:: Task material

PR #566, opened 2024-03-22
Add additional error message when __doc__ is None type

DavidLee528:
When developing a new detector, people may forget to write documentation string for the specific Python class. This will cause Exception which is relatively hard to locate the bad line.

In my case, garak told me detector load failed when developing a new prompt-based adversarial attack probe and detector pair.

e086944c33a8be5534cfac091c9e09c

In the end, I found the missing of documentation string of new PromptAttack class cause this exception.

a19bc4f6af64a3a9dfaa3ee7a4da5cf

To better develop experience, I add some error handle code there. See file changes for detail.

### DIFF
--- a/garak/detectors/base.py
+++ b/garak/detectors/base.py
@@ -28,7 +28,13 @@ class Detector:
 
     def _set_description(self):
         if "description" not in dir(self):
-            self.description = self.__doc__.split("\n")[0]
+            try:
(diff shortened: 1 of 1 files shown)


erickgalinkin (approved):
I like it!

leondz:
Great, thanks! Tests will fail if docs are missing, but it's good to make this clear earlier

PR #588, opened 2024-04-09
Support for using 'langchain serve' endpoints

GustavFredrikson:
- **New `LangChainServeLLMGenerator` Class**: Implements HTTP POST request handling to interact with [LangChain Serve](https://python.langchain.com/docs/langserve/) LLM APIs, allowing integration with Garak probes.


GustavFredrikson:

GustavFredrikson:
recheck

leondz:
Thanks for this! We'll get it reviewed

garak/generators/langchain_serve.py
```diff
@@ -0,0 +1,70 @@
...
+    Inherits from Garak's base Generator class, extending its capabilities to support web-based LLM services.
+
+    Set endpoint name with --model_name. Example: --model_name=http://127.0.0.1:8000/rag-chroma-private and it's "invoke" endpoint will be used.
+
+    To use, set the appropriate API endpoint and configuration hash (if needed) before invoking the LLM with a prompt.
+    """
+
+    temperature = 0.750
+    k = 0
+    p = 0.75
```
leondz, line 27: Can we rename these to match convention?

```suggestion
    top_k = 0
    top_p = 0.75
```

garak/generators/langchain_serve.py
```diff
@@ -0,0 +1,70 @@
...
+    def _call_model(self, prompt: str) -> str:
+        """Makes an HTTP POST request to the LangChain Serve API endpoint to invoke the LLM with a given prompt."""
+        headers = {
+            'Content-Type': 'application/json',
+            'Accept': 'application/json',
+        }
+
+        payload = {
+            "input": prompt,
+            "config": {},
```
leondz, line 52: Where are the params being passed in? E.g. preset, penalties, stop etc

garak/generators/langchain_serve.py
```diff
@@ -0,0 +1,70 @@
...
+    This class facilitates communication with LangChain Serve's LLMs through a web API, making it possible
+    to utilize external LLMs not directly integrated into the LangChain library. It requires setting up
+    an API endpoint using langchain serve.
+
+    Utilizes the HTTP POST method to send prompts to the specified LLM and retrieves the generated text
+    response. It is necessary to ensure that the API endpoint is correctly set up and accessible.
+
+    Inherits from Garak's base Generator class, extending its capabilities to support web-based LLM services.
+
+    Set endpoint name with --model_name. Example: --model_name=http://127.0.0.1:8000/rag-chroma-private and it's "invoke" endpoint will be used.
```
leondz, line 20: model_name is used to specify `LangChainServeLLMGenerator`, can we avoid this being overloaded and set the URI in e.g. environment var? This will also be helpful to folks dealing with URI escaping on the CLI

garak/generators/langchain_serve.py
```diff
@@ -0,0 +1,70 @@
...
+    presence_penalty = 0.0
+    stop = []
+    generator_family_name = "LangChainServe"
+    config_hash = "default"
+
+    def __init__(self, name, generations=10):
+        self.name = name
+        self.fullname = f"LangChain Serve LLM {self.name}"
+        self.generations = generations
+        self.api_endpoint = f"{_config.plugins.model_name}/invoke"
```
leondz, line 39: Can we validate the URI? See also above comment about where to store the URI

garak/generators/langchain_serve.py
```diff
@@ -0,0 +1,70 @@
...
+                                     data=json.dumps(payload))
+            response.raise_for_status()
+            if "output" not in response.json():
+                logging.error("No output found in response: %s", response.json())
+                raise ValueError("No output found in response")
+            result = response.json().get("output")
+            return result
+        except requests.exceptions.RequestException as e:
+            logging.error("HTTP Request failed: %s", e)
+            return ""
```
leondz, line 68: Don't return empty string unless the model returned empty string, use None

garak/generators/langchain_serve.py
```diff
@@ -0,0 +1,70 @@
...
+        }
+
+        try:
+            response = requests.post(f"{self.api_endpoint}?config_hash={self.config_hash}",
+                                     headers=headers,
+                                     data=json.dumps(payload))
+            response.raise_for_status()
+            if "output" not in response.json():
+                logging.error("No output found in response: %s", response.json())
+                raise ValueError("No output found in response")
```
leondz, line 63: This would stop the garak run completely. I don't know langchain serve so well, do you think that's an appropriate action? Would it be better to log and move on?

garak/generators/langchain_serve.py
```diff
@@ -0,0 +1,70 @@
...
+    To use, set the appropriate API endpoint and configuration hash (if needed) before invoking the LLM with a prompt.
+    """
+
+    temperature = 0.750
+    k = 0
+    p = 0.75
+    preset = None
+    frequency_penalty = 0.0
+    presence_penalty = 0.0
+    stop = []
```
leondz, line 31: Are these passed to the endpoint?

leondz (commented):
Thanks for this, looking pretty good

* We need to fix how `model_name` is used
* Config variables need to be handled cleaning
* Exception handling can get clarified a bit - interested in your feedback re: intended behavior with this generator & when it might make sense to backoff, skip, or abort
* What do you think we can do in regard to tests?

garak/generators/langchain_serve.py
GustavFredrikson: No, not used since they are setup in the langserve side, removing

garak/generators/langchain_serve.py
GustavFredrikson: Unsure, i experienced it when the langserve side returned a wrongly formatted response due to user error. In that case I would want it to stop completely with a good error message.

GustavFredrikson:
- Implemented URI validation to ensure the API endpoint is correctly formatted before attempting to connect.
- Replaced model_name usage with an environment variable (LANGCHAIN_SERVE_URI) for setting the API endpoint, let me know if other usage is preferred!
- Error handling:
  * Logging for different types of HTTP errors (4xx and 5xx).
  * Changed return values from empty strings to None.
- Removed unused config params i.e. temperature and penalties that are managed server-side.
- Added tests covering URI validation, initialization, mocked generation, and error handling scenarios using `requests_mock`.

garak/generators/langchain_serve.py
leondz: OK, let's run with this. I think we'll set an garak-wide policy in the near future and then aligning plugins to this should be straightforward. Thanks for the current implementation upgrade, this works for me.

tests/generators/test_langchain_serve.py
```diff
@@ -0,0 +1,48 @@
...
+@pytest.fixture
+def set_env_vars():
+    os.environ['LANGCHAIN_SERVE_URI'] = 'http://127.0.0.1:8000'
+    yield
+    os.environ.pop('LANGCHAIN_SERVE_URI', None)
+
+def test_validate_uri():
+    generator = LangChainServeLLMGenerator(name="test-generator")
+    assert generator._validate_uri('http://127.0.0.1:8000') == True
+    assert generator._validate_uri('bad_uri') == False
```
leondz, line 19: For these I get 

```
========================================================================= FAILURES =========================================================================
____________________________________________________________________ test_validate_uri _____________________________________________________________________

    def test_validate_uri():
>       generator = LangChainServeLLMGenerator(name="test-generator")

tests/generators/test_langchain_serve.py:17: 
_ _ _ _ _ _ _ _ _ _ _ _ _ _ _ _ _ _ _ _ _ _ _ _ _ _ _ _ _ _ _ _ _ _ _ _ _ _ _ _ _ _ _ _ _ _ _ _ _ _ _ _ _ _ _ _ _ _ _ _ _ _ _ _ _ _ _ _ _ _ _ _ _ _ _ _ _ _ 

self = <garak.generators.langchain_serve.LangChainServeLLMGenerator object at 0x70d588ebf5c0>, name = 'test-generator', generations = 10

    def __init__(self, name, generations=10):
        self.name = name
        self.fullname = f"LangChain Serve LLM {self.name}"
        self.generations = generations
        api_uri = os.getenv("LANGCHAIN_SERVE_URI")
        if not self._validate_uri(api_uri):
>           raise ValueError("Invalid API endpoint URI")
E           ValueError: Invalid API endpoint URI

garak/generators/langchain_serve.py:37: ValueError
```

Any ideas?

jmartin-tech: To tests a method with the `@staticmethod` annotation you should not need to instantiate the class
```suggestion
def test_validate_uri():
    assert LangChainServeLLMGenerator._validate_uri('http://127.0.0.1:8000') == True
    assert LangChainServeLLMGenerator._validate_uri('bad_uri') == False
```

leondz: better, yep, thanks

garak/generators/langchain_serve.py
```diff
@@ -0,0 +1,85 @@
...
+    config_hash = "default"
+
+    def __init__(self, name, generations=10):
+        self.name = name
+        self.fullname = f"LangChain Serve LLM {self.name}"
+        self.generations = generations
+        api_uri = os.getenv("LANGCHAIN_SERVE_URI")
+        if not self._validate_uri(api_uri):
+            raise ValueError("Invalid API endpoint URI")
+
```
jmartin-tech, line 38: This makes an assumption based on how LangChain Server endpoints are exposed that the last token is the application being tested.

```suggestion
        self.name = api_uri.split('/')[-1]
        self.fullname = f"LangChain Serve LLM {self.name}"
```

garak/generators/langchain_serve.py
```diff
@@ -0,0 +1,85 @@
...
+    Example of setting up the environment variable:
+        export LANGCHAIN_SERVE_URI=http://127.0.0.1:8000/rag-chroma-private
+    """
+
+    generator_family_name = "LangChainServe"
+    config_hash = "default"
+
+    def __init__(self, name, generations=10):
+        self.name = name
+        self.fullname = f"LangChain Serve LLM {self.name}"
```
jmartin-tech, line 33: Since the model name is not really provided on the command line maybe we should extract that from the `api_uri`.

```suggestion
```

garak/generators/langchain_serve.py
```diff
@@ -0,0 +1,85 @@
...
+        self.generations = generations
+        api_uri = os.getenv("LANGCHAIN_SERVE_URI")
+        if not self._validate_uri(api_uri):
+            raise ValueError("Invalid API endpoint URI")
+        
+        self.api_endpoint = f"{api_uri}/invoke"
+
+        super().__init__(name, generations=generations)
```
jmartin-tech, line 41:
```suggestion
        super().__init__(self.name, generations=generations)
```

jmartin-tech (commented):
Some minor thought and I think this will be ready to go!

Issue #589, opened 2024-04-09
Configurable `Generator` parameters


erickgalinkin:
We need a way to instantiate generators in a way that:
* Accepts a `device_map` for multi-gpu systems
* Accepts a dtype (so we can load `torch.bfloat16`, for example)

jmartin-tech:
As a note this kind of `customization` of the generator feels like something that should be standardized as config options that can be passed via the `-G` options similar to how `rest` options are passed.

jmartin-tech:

::::

* Exercise details
Find every line in the records that has the string "tech", then state how many there are and nothing else.

* Completed task
7